“On every single page I have the word ‘feminism’ or ‘feminist’ with the word ‘boy.'”
Trendy Feminist Children’s Book Will ‘Eradicate Gender’ by Indoctrinating Boys to Wear Dresses and Cook
An upcoming children’s book aims to “normalize boys as feminists” and “eradicate gender stereotypes,” according to the promotional website.
“Feminism Is for Boys” was created by Elizabeth Rhodes, an illustrator based in Portland, Oregon-based who describes herself as “an advocate for women’s rights” and a “self-proclaimed feminist.” According to Rhodes, the book will help parents to “inspire boys to connect with the word feminist,” in part by “representing diverse boys.”
Capturing diversity, Rhodes’ illustrations represent boys and girls of different ethnicities and predilections and claim to show that: “Boys can play sports with girls, wear dresses, cook, play with dolls, express emotions, be friends with all genders, and believe in equality.”
“It has been a common misconception in our culture that feminism is reserved for women, and is pursued at the detriment of men,” Rhodes says on her website. “This is not the case.

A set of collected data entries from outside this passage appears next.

Issue #194, opened 2026-06-18
OIDC SecurityPolicy with a missing clientSecret takes down the entire shared downstream gateway (EG v1.8.x); needs e2e reproduction


scotwells:
## Summary

On the shared `datum-downstream-gateway` Envoy Gateway, a **single tenant's** OIDC `SecurityPolicy` that references a **missing `clientSecret`** takes down end-user traffic for **every** tenant on the gateway. Freshly-rolled Envoy proxy pods come up with **zero active listener filter chains** and serve nothing (HTTP + HTTPS). This was a live production incident on edge cluster `us-central-1-alice` and was resolved by rolling Envoy Gateway back from v1.8.1 → v1.7.4 (infra PR datum-cloud/infra#2746, NSO PR #193).

We need an **e2e test that reproduces this failure mode** so we can (a) prevent regressions when we re-upgrade EG, and (b) cover the broader class of "one bad tenant policy poisons the shared snapshot."

## Impact

- **Severity:** high. All-tenant data-plane outage on a shared gateway, triggered by one tenant's misconfiguration (or any not-yet-propagated OIDC secret).
- The bug is **latent**: it only manifests when a proxy pod (re)starts and pulls the poisoned xDS snapshot. Existing pods keep serving their last-good config, so it can lurk until the next rollout / node drain / scale event and then cause a wide outage.

## Root cause

EG v1.8.0 ([envoyproxy/gateway#8703](https://github.com/envoyproxy/gateway/pull/8703), "oidc: native oauth2 per-route config") reworked OIDC from a per-route filter into a **listener-level** `envoy.filters.http.oauth2` filter, with per-route config in `typed_per_filter_config`.

When the OIDC `clientSecret` is missing:
- EG correctly marks the `SecurityPolicy` `Accepted=False, reason=Invalid` ("OIDC: secret ... does not exist").
- **But it still emits the listener-level oauth2 filter with an empty/config-less `typed_config`** (just the `@type`, no `config`).
- Envoy rejects that filter with `Error adding/updating listener(s) ...: config must be present for global config`.
- Because xDS listener updates are **atomic per snapshot**, that one bad filter chain rejects the **whole** listener set (tcp-80/tcp-443/udp-443) — so every fresh proxy pod has 0 active chains.

[...]

PR #312, opened 2026-07-22
test: gate OIDC missing-secret gateway isolation

ecv:
## Summary

One tenant's broken login policy can black out the shared gateway for every tenant on it. A tenant OIDC `SecurityPolicy` pointing at a missing secret gets pushed to the shared proxy; the running proxy masks the damage by holding its last-good config, but the next restart reloads from scratch and comes up serving nothing — taking every neighbour down.

This adds the e2e test that locks in the containment: one tenant's mistake stays on its own route, even across a proxy restart. The load-bearing piece is a reusable proxy-restart step — without a forced restart the test would pass on a broken build.

**Arm 1 — bad policy never reaches the shared proxy.** OIDC policy whose secret is never created is held back (`Accepted=False, reason=PendingSecret`), nothing projected downstream, neighbour keeps serving.

**Arm 2 — from-scratch reload stays healthy.** Bad config forced directly onto the shared gateway, proxy restarted; afterwards the neighbour still serves, the bad route fails alone, listeners come up intact.

It also guards upgrades: passes on pinned Envoy Gateway v1.7.4 plus the #304 hold, goes red only if Envoy Gateway is bumped back into the still-open upstream bug. The scenario and README say so, so a green run is never misread as "upstream fixed".

> [!NOTE]
> Root cause is an open upstream Envoy Gateway bug (envoyproxy/gateway#6123). This test does not fix it — it stops a silent re-upgrade into it and proves the #304 hold works.

## Test plan

e2e-edge suite against the real shared data plane; not runnable in envtest or locally.

- [ ] `oidc-missing-secret-isolation` passes on pinned Envoy Gateway v1.7.4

In fact, when feminism is truly successful, all genders will benefit.”
Rhodes says that the book, which will be released in February, was inspired by her daughter, Alora, “a loud, strong, fierce human” and by her husband, Russell, who, according to Rhodes, “identifies as a feminist and proudly teaches Alora to expect equality.”
In an interview with the Mini Feminist blog, Russell said that he grew up a “happy, smiley kid,” but always felt that his personality did not fit with the concept of masculinity that society expected of him. With his biological father often absent, Russell was raised by his then-step dad, who gave him his last name.
“I worked through many issues of my own, and struggled through finding out my own sexual, personal, and spiritual identities,” Russell said. “Feminism felt like the obvious choice growing up and I never understood why everybody treated it like a bad word.”
Rhodes said that meeting Russell allowed her to feel for the first time like a woman who’s not expected to fit into a “sexual role.” This sense of liberation gave her the impetus to write the book.
“I had reached a point in my own feminist journey where I wanted to start sharing and being more active in feminist ideas. This book has allowed me to focus some of that energy,” Rhodes told Mini Feminist. “I’m hoping to diminish gender stereotypes and norms. Hopefully, there won’t be taboos around boys wearing dresses, boys playing with dolls, boys cooking, or boys expressing their emotions freely.”
Rhodes believes that the way to make this change is through language. “On every single page I have the word ‘feminism’ or ‘feminist’ with the word ‘boy.’ I wanted to repeat it over and over so it’s ingrained, so those two words together aren’t strange or foreign for people to hear,” she said.
Rhodes follows a contemporary kind of feminism that no longer holds legal equality as the end goal of social progress, but instead targets human psychology, seeking to rewrite entirely how people speak ― and think ― about gender dynamics.